ESIPFed / esiphub-dev

Development JupyterHub on AWS targeting pangeo environment for National Water Model exploration
MIT License
2 stars 1 forks source link

Build cluster in us-east using kops #23

Closed rsignell-usgs closed 6 years ago

rsignell-usgs commented 6 years ago

We would like to have a cluster built using kops so that we have a better chance of using autoscaling, and because the AWS landsat data is on US-EAST.

rsignell-usgs commented 6 years ago

Yesterday I took a one day AWS class on kubernetes (and they suggested kops over EKS for now).

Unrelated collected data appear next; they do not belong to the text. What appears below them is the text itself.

PR #2355, opened 2023-04-07
Add --no-copy flag to benchcomp run

karkhaz:
This flag makes benchcomp not create a fresh copy of each benchmark directory before running each variant. The default behaviour is to make a new copy each time, to avoid built artefacts from silently being skipped, and to ensure that patches apply cleanly. Users can use this flag when benchmark runs are guaranteed to be idempotent, to avoid waiting for benchmark suites to be copied to a fresh directory.

### Call-outs:

Should --no-copy actually be the default behaviour?

### Testing:

* How is this change tested? I ran it

* Is this a refactor change?

### Checklist


qinheping (approved):
I think it is OK to keep copy as default behavior as it is safer.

They used this guide: https://github.com/aws-samples/aws-workshop-for-kubernetes and following the initial steps resulted in creating this IAM role: 2018-08-22_10-50-23 which seems to meet the requirements of the first step the Zero to JupyterHub guide

rsignell-usgs commented 6 years ago

Following the rest of the z2jh guide step zero I assigned the above role to the small (t2.small) instance we are using for the CI host, which we can access via:

ssh -i "kops.pem" ec2-user@ec2-18-208-141-112.compute-1.amazonaws.com
rsignell-usgs commented 6 years ago

I created a cluster with these specs based on some advice from Jacob:

kops create cluster kopscluster.k8s.local \
  --zones us-east-1a,us-east-1b,us-east-1c,us-east-1d,us-east-1e,us-east-1f  \
  --authorization RBAC \
  --master-size t2.small \
  --master-volume-size 10 \
  --node-size m5.2xlarge \
  --master-count 3 \
  --node-count 2 \
  --node-volume-size 120 \
  --yes

I then followed the z2jh guide up through "Setting up Helm"

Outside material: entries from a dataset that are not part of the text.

PR #2370, opened 2023-04-13
Add performance regression comparison in CI

### LINKED ISSUE #2277: Add a CI pass for pull requests that detects perfomance regressions compared to HEAD

karkhaz:
This commit adds a CI job that runs the `benchcomp` tool on the
performance regression suite, comparing the HEAD of the pull request to
the branch that the PR targets.

The CI job fails if any performance benchmark regresses when run using
the HEAD version of Kani with respect to the 'base' branch. Regression
is defined as a regression in symex or solver time of 10% for any
benchmark for which this value is >2s, or if any performance benchmark
fails with the HEAD version while passing with the base.

This fixes #2277.

### Call-outs:

This is currently running 'old' kani on the old perf suite, and 'new' kani on the new suite.
There seems to be a problem with finding the stdlib otherwise. This means that benchmarks that get renamed will not be checked in the PR that renames them (though they will then start to be checked again when the PR is merged).

### Testing:

* How is this change tested?

[Here](https://github.com/karkhaz/kani/actions/runs/4684181964/jobs/8300057143) is a run that failed because one of the benchmarks regressed. Compared with that run, I've changed this PR so that numerical metrics that are less than 10 are not compared between the old and new checkouts.

### Checklist

### DIFF
--- a/.github/workflows/kani.yml
+++ b/.github/workflows/kani.yml
@@ -226,3 +226,61 @@ jobs:
           if-no-files-found: error
           # Aggressively short retention: we don't really need these
           retention-days: 3
+
+  perf-benchcomp:
+    runs-on: ubuntu-20.04
+    steps:
+      - name: Save push event HEAD and HEAD~ to environment variables
+        if: ${{ github.event_name == 'push' }}
+        run: |
+          echo "NEW_REF=${{ github.event.after}}" | tee -a "$GITHUB_ENV"
+          # We want to compare with $NEW_REF~. But we can't know what
+          # that ref actually is until we clone the repository, so for
+          # now make it equal to $NEW_REF
+          echo "OLD_REF=${{ github.event.after }}" | tee -a "$GITHUB_ENV"
+
+      - name: Save pull request HEAD and target to environment variables
+        if: ${{ github.event_name == 'pull_request' }}
+        run: |
+          echo "OLD_REF=${{ github.event.pull_request.base.sha }}" | tee -a "$GITHUB_ENV"
+          echo "NEW_REF=${{ github.event.pull_request.head.sha }}" | tee -a "$GITHUB_ENV"
+
+      - name: Check out Kani (old variant)
+        uses: actions/checkout@v3
+        with:
+          path: ./old
+          ref: ${{ env.OLD_REF }}
+          fetch-depth: 2
+
+      - name: Check out HEAD~ of push event as 'old' variant
+        if: ${{ github.event_name == 'push' }}
+        run: pushd old && git checkout "${NEW_REF}^"
+
+      - name: Check out Kani (new variant)
+        uses: actions/checkout@v3
+        with:
+          path: ./new
+          ref: ${{ env.NEW_REF }}
+
+      - name: Set up Kani Dependencies (old variant)
+        uses: ./old/.github/actions/setup
+        with:
+          os: ubuntu-20.04
+          kani_dir: old
+
+      - name: Set up Kani Dependencies (new variant)
+        uses: ./new/.github/actions/setup
+        with:
+          os: ubuntu-20.04
+          kani_dir: new
+
+      - name: Build Kani (new variant)
+        run: pushd new && cargo build-dev
+
+      - name: Build Kani (old variant)
+        run: pushd old && cargo build-dev
+
+      - name: Run benchcomp
+        run: |
+          new/tools/benchcomp/bin/benchcomp \
+            --config new/tools/benchcomp/configs/perf-regression.yaml
--- a/tools/benchcomp/configs/perf-regression.yaml
+++ b/tools/benchcomp/configs/perf-regression.yaml
@@ -1,0 +1,41 @@
+# Copyright Kani Contributors
+# SPDX-License-Identifier: Apache-2.0 OR MIT
+#
+# Run the Kani perf suite twice, erroring out on regression. This config
+# file is primarily intended to be used in CI, because it assumes that
+# there are two Kani checkouts in the 'old' and 'new' directories;
+# benchcomp compares the performance of these two checkouts.
+
+variants:
+  kani_new:
+    config:
+      directory: new
+      command_line: PATH=$(realpath new/scripts):$PATH scripts/kani-perf.sh
+      env:
+        RUST_TEST_THREADS: "1"
+  kani_old:
+    config:
+      directory: old
+      command_line: PATH=$(realpath old/scripts):$PATH scripts/kani-perf.sh
+      env:
+        RUST_TEST_THREADS: "1"
+
+run:
+  suites:
+    kani_perf:
+      parser:
+        module: kani_perf
+      variants: [kani_old, kani_new]
+
+visualize:
+  - type: error_on_regression
+    variant_pairs: [[kani_old, kani_new]]
+    checks:
+      - metric: success
+        # Compare the old and new variants of each benchmark. The
+        # benchmark has regressed if the lambda returns true.
+        test: "lambda old, new: False if not old else not new"
+      - metric: solver_runtime
+        test: "lambda old, new: False if new < 2 else new/old > 1.1"
+      - metric: symex_runtime
+        test: "lambda old, new: False if new < 2 else new/old > 1.1"
--- a/tools/benchcomp/benchcomp/entry/run.py
+++ b/tools/benchcomp/benchcomp/entry/run.py
@@ -57,7 +57,8 @@ class _SingleInvocation:
 
         if self.copy_benchmarks_dir:
             shutil.copytree(
-                self.directory, self.working_copy, ignore_dangling_symlinks=True)
+                self.directory, self.working_copy,
+                ignore_dangling_symlinks=True, symlinks=True)
 
         try:
             subprocess.run(
--- a/tools/benchcomp/benchcomp/visualizers/utils.py
+++ b/tools/benchcomp/benchcomp/visualizers/utils.py
@@ -3,6 +3,7 @@
 
 
 import dataclasses
+import logging
 import typing
 
 import benchcomp.visualizers
@@ -82,7 +83,7 @@ class AnyBenchmarkRegressedChecker:
                 new = bench["variants"][new_variant]["metrics"][self.metric]
 
                 if has_regressed(old, new):
-                    logging.warining(
+                    logging.warning(
                         "Benchmark '%s' regressed on metric '%s' (%s -> %s)",
                         bench_name, self.metric, old, new)
                     ret = True
--- a/tools/benchcomp/configs/README.md
+++ b/tools/benchcomp/configs/README.md
@@ -1,0 +1,4 @@
+Example Benchcomp Configurations
+================================
+
+The files in this directory can be passed to benchcomp's -c/--config flag.


.github/workflows/kani.yml
```diff
@@ -245,3 +245,75 @@ jobs:
...
+              variant_pairs: [[kani_base, kani_pr]]
+              checks:
+                - metric: success
+                  test: "lambda old, new: False if not old else not new"
+                - metric: solver_runtime
+                  test: "lambda old, new: False if new < 1 else new / old > 1.1"
+                - metric: symex_runtime
+                  test: "lambda old, new: False if new < 1 else new / old > 1.1"
+                - metric: verification_time
+                  test: "lambda old, new: False if new < 1 else new / old > 1.1"
```
adpaco-aws, line 315: This may frequently block on benchmarks which take a small amount of time (e.g., less than 5s). Maybe we should define different scales, for example:
 * Less than 1s: Block on >3s
 * Less than 30s: Block on >1min
 * Anything else: Block on >1.1x
Of course, I haven't experimented on these particular values, so more scales or tweaks might be needed.

qinheping:
> This may frequently block on benchmarks which take a small amount of time (e.g., less than 5s). Maybe we should define different scales, for example:
> 
>     * Less than 1s: Block on >3s
> 
>     * Less than 30s: Block on >1min
> 
>     * Anything else: Block on >1.1x
> 
> 
> Of course, I haven't experimented on these particular values, so more scales or tweaks might be needed.

I agree with the idea that we have different scales for different benchmarks. But I am not sure about the numbers. How about running this check in CI a couple times to collect the data of running, time and then use the data to decide the scale numbers.

.github/workflows/kani.yml
```diff
@@ -245,3 +245,75 @@ jobs:
...
+          os: ubuntu-20.04
+          kani_dir: pr
+
+      - name: Build Kani (pull request HEAD)
+        run: pushd pr && cargo build-dev
+
+      - name: Build Kani (pull request base)
+        run: pushd base && cargo build-dev
+
+      - name: Write benchcomp config file
```
celinval, line 282: Is there a reason why the config file is hard coded here instead of adding it to the repository?

.github/workflows/kani.yml
```diff
@@ -245,3 +245,75 @@ jobs:
...
           retention-days: 3
+
+  perf-benchcomp:
+    runs-on: ubuntu-20.04
+    steps:
+      - name: Checkout Kani (pull request HEAD)
+        uses: actions/checkout@v3
+        with:
+          path: ./pr
+          ref: ${{ github.event.pull_request.head.sha }}
```
celinval, line 256: What will happen when this job is triggered due to a push?

celinval (commented):
Just a nit: This PR is adding a new workflow for PRs but it isn't blocking yet. AFAIK, this is a github configuration which I think we should activate only after we adjust the scale that ensures this job won't give too many false positives.

.github/workflows/kani.yml
karkhaz: Thanks, I've added a condition so that this only runs on `pull_request` events.

I experimented with also making it run on pushes. The trouble is that [push events](https://docs.github.com/webhooks-and-events/webhooks/webhook-events-and-payloads#push) don't have the 'before' commit that we need (i.e. the HEAD of the branch that we're trying to merge into). There is a 'before' field in that documentation, but it refers to something else---it's the commit that was previously at the tip of the pull request branch.

That is, if you post a PR to merge commit `abc123` into `main`, and then later force-push so that the PR is now trying to merge `def456` into `main`, then the push event will have `github.event.push.after == def456` and `github.event.push.before == abc123`. There is no `main` in the event, so we are unable to check it out to compare it against `def456`.

karkhaz:
> Just a nit: This PR is adding a new workflow for PRs but it isn't blocking yet. AFAIK, this is a github configuration which I think we should activate only after we adjust the scale that ensures this job won't give too many false positives.

Thanks, I've changed the commit message. Agreed about leaving this to bake for a while before we make it blocking

karkhaz:
@qinheping here are my thoughts on which numbers to use:

I've tried a few experiments with CI and locally. I get a lot less variance locally, often all benchmarks (or all but one) have a variance <10%. This is when comparing identical Kanis.

In CI, the numbers that @adpaco-aws seem to work well for now. I do think it would be a good idea to optimize these numbers, but I would prefer to see what the range is on realistic PRs---that is, PRs that actually change the implementation of Kani and so cause and actual performance difference.

What I propose:
* In a future PR, I'll save the results.yaml file as an artifact. This will allow me to download the results of several runs over the last 30 days.
* `benchcomp visualize` can be used locally on a results.yaml file, without re-running the benchmarks. So if we download a lot of results.yaml files, we can try lots of different numbers in the config file and see which ones are best suited for checking that wide range of result files.

I suggest that we merge this PR first, though. I would be inclined to merge quickly and start getting data as quickly as we can, rather than trying to get it right from now, especially since we don't have data for realistic runs.

tools/benchcomp/configs/perf-regression.yaml
```diff
@@ -0,0 +1,41 @@
...
+    variant_pairs: [[kani_base, kani_pr]]
+    checks:
+      - metric: success
+        test: "lambda old, new: False if not old else not new"
+      - metric: solver_runtime
+        test: "lambda old, new: new/old>3 if new < 1 else new/old>2 if new<30 else new/old>1.1"
+      - metric: symex_runtime
+        test: "lambda old, new: new/old>3 if new < 1 else new/old>2 if new<30 else new/old>1.1"
+      - metric: verification_time
+        test: "lambda old, new: new/old>3 if new < 1 else new/old>2 if new<30 else new/old>1.1"
```
tautschnig, line 41: It seems that symex and solver time produce more stable numbers. So can we please not go ahead with this without first making sure that we are using a metric exhibiting very low noise?

tautschnig (changes requested):
I think we need to make sure we have access to metrics that are very low noise.

qinheping:
> @qinheping here are my thoughts on which numbers to use:
> 
> I've tried a few experiments with CI and locally. I get a lot less variance locally, often all benchmarks (or all but one) have a variance <10%. This is when comparing identical Kanis.
> 
> In CI, the numbers that @adpaco-aws seem to work well for now. I do think it would be a good idea to optimize these numbers, but I would prefer to see what the range is on realistic PRs---that is, PRs that actually change the implementation of Kani and so cause and actual performance difference.
> 
> What I propose:
> 
>     * In a future PR, I'll save the results.yaml file as an artifact. This will allow me to download the results of several runs over the last 30 days.
> 
>     * `benchcomp visualize` can be used locally on a results.yaml file, without re-running the benchmarks. So if we download a lot of results.yaml files, we can try lots of different numbers in the config file and see which ones are best suited for checking that wide range of result files.
> 
> 
> I suggest that we merge this PR first, though. I would be inclined to merge quickly and start getting data as quickly as we can, rather than trying to get it right from now, especially since we don't have data for realistic runs.

Sounds great! Thank you @karkhaz.
Yes, we also want to save the results from realistic runs and review them periodically to detect accumulating performance regression.

qinheping (approved):

.github/workflows/kani.yml
celinval: Can you checkout `HEAD~`?

I would actually really like to run this when a release tag is created and compare with the previous release.

tools/benchcomp/configs/perf-regression.yaml
karkhaz: I just tried removing Verification Time, and instead checked for solver and symex time >5%. [But one benchmark failed](https://github.com/model-checking/kani/actions/runs/4701956238/jobs/8338630914?pr=2370) ('vec/string/main' regressed on metric 'symex_runtime' (1.5912 -> 1.69417))... so I'm really not convinced that the tool itself is the problem here, the noise seems somewhat intrinsic to the CI machine.

I would like to push back a bit by noting what this PR is for: we're trying to catch changes to Kani (or upgrades to CBMC or the solver) that cause typical benchmarks to regress. I'm not sure that the noise itself is a problem if we can ignore it. If runs of identical Kani are persistently varying by this much, then I think either setting the threshold higher or ignoring fast benchmarks would still allow us to catch real regressions. (I prefer the second approach)

.github/workflows/kani.yml
karkhaz: By HEAD I guess you mean the tip of the pull request? I tried this, but this only does the right thing if there is only 1 commit in the pull request.

Of course, we squash when merging, so the push event for the merge commit would do the right thing. However, while the PR is open, checking out HEAD~ would not be checking against the correct base.

> I would actually really like to run this when a release tag is created and compare with the previous release.

I suggest that we have a separate workflow for this that triggers on pushing a particular tag. We would then checkout the tag, and the previous tag. For what you're asking for, I don't think HEAD~ is correct anyway, HEAD~ of a tag is just the commit before the tag in Kani because we're using a linear history.

I think having multiple different workflows that each run benchcomp is a good idea, because they would run in parallel but on different machines. If we do this, I would refactor the first steps of the job into a separate workflow---i.e. checkout two different refs in two directories---and we'd use that workflow from several different benchcomp jobs.

karkhaz: If we had a separate 'release' branch where every commit was a tagged release, then `HEAD~` would have the semantics you suggest, but with a linear history I'm not aware of a symbolic way to jump from one tag to the previous (or next) one, you have to parse the log.

celinval: By `HEAD~`, I'm talking about running this on `push` events not PRs.

For the tag workflow, we would need to find the previous / stable release.

karkhaz: Screen Shot 2023-04-14 at 18 51 57
```
# This only works because releases are on their own branch so can be traversed with '~'

$ git show -s --pretty='%(describe:)' '1.27.0~'
1.26.0

$ git show -s --pretty='%(describe:)' '1.27.0~~'
1.25.0

$ git show -s --pretty='%(describe:)' '1.27.0^2'
34c30a9

$ git show -s --pretty='%(describe:)' '1.27.0^2~'
9bbb729
```

celinval: BTW, you could create an action that takes two references that will be compared. Then each workflow will just have a logic to figure out the references and call the action.

tautschnig (approved):
Got convinced that this is a start, but I do maintain that we need to dig deeper to figure out what the sources of performance variability are.

celinval:
> Got convinced that this is a start, but I do maintain that we need to dig deeper to figure out what the sources of performance variability are.

I agree. I think we should merge the PR but only make it required once we figure that out.

.github/workflows/kani.yml
karkhaz: Thanks a lot for these comments @celinval.

I changed the job so that it does the right thing for both PRs and pushes, assuming that push events contain a single commit.
* For pull requests, benchcomp compares the HEAD of the PR with the HEAD of the branch that the PR is to be merged into. The workflow [sets `OLD_REF` and `NEW_REF` environment variables](https://github.com/model-checking/kani/actions/runs/4705590189/jobs/8346243267?pr=2370#step:3:8) with logic dependent on whether the event was a push or pull request, and uses these variables later for checking out.
* For pushes (here is an [example run](https://github.com/karkhaz/kani/actions/runs/4705582390/jobs/8346229668) in my personal fork), initially the 'old' and 'new' refs are the same, because we don't know what the 'old' ref is from the push event. Once the action clones both repositories, it checks out `HEAD~` in the 'old' one.

.github/workflows/kani.yml
```diff
@@ -226,3 +226,61 @@ jobs:
...
+    runs-on: ubuntu-20.04
+    steps:
+      - name: Save push event HEAD and HEAD~ to environment variables
+        if: ${{ github.event_name == 'push' }}
+        run: |
+          echo "NEW_REF=${{ github.event.after}}" | tee -a "$GITHUB_ENV"
+          # We want to compare with $NEW_REF~. But we can't know what
+          # that ref actually is until we clone the repository, so for
+          # now make it equal to $NEW_REF
+          echo "OLD_REF=${{ github.event.after }}" | tee -a "$GITHUB_ENV"
```
celinval, line 240: what about making this something like:
```suggestion
          echo "OLD_REF=${{ github.event.after }}~" | tee -a "$GITHUB_ENV"
```
and removing the extra checkout step?

.github/workflows/kani.yml
```diff
@@ -226,3 +226,61 @@ jobs:
...
+      - name: Check out Kani (old variant)
+        uses: actions/checkout@v3
+        with:
+          path: ./old
+          ref: ${{ env.OLD_REF }}
+          fetch-depth: 2
+
+      - name: Check out HEAD~ of push event as 'old' variant
+        if: ${{ github.event_name == 'push' }}
+        run: pushd old && git checkout "${NEW_REF}^"
```
celinval, line 257:
```suggestion
      - name: Check out Kani (old variant)
        uses: actions/checkout@v3
        with:
          path: ./old
          ref: ${{ env.OLD_REF }}
```

.github/workflows/kani.yml
celinval: If this doesn't work, another possibility would be:
```suggestion
          echo "OLD_REF=HEAD~" | tee -a "$GITHUB_ENV"
```

tools/benchcomp/configs/perf-regression.yaml
```diff
@@ -0,0 +1,39 @@
...
+        RUST_TEST_THREADS: "1"
+
+run:
+  suites:
+    kani_perf:
+      parser:
+        module: kani_perf
+      variants: [kani_base, kani_pr]
+
+visualize:
```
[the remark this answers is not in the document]
karkhaz: The `error_on_regression` visualization does print out any benchmark that regressed as a warning to stderr.

It doesn't attempt to print anything out in a pretty/parseable way. The idea would be that we'd write a different visualization to do that. This is because you might want it to print something else to stdout, e.g. the `dump_yaml` visualization or a different kind of visualization.

.github/workflows/kani.yml
karkhaz: These don't work because the 'checkout' action needs to send the actual ref to the server in order to do a shallow clone. We can't specify things like `HEAD~` or `abc123~` as an argument to the checkout@v3 action. So I'm instead specifying HEAD, and cloning to a depth of 2 rather than 1 so that I can subsequently checkout HEAD~.

tools/benchcomp/configs/perf-regression.yaml
```diff
@@ -0,0 +1,39 @@
...
+  - type: error_on_regression
+    variant_pairs: [[kani_base, kani_pr]]
+    checks:
+      - metric: success
+        test: "lambda old, new: False if not old else not new"
```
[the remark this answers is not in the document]
karkhaz: Done, thanks

.github/workflows/kani.yml
celinval: sorry, I missed the `fetch-depth: 2`. You would still need that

rsignell-usgs commented 6 years ago

Wow, I finally overcame the struggles by destroying and recreating the cluster using m4 instances instead of m5. What a nightmare!

rsignell-usgs commented 6 years ago

So this is what finally worked:

kops create cluster kopscluster.k8s.local \
  --zones us-east-1a,us-east-1b,us-east-1c,us-east-1d,us-east-1e,us-east-1f  \
  --authorization RBAC \
  --master-size t2.small \
  --master-volume-size 10 \
  --node-size m4.2xlarge \
  --master-count 3 \
  --node-count 2 \
  --node-volume-size 120 \
  --yes
rsignell-usgs commented 6 years ago

According to @jacobtomlinson here: https://github.com/jupyterhub/zero-to-jupyterhub-k8s/issues/870#issuecomment-416883355 it appears we could run m5 instances by just adding:

--image kope.io/k8s-1.8-debian-stretch-amd64-hvm-ebs-2018-02-08

to the above kops create cluster command.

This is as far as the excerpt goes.